• **WHAT YOU ARE ASKED TO DO**
Tally up every line in the records beneath that has "might", and write down only the total.

Saved entries
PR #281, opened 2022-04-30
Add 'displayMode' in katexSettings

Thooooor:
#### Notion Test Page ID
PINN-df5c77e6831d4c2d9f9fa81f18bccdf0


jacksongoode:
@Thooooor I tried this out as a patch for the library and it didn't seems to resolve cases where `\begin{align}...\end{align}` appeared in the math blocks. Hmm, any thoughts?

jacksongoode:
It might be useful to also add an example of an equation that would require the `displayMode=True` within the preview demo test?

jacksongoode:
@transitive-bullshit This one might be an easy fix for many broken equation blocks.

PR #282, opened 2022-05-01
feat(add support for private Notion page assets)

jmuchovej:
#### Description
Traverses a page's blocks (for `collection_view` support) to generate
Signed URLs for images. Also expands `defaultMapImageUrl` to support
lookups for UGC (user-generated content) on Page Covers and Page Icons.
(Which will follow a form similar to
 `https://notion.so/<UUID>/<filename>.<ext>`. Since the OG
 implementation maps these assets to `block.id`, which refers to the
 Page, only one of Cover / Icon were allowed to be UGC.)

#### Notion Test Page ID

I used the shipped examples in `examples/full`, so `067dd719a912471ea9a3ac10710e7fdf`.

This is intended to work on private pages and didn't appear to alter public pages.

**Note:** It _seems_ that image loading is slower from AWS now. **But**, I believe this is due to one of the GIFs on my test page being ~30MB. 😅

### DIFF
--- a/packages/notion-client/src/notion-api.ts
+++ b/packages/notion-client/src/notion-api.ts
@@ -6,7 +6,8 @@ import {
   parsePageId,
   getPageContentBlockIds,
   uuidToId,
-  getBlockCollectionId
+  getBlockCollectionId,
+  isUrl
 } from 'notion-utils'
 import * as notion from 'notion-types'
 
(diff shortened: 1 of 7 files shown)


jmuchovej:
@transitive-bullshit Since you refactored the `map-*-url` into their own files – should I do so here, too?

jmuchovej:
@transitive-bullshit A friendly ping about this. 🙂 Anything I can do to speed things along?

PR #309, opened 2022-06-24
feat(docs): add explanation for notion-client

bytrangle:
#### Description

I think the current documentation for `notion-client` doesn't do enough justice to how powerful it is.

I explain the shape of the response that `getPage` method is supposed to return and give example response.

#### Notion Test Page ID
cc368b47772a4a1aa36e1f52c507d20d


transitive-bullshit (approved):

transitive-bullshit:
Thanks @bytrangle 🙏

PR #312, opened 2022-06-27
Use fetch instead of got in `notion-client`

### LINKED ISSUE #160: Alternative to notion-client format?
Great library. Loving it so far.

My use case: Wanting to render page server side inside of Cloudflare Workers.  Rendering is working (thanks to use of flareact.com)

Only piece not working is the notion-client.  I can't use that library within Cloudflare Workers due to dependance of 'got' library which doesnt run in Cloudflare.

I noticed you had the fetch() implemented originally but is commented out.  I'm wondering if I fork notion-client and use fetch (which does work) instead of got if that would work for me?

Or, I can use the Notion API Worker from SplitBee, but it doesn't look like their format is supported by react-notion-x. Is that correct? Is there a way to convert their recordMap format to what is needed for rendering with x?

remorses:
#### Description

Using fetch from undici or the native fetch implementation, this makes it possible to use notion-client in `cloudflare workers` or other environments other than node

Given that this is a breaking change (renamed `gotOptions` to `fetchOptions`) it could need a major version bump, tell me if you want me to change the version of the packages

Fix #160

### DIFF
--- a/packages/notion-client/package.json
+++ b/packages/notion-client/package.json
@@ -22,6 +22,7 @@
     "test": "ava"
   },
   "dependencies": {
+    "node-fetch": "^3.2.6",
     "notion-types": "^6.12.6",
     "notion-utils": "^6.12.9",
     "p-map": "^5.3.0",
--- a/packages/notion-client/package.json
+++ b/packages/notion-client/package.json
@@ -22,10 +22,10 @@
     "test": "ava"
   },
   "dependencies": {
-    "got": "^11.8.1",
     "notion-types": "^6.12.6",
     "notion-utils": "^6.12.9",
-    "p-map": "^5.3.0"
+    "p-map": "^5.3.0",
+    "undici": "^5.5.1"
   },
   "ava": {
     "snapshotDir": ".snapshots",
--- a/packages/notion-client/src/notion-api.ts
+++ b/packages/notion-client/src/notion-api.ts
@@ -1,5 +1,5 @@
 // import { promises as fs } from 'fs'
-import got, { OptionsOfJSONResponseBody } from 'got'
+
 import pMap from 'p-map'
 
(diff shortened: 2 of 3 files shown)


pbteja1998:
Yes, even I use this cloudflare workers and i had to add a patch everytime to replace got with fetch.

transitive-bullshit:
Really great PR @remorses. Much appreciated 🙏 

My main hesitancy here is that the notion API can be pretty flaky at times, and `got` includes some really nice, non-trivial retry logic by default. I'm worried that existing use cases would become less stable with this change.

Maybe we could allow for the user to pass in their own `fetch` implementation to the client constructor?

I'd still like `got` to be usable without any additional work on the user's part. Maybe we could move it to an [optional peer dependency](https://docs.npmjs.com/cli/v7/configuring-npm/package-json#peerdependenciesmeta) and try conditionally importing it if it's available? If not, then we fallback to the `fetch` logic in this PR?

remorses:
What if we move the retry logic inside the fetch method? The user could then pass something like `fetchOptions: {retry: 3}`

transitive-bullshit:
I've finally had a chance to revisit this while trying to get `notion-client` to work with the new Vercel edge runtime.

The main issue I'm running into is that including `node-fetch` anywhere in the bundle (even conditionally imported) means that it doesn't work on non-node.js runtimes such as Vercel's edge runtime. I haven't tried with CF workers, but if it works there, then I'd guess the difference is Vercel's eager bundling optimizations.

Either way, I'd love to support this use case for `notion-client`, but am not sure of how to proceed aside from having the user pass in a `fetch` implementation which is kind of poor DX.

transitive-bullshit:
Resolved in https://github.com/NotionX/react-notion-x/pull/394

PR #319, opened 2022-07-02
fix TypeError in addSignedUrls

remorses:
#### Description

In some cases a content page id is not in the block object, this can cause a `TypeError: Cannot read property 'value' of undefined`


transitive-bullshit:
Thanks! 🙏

• **EXERCISE SOLUTION**
2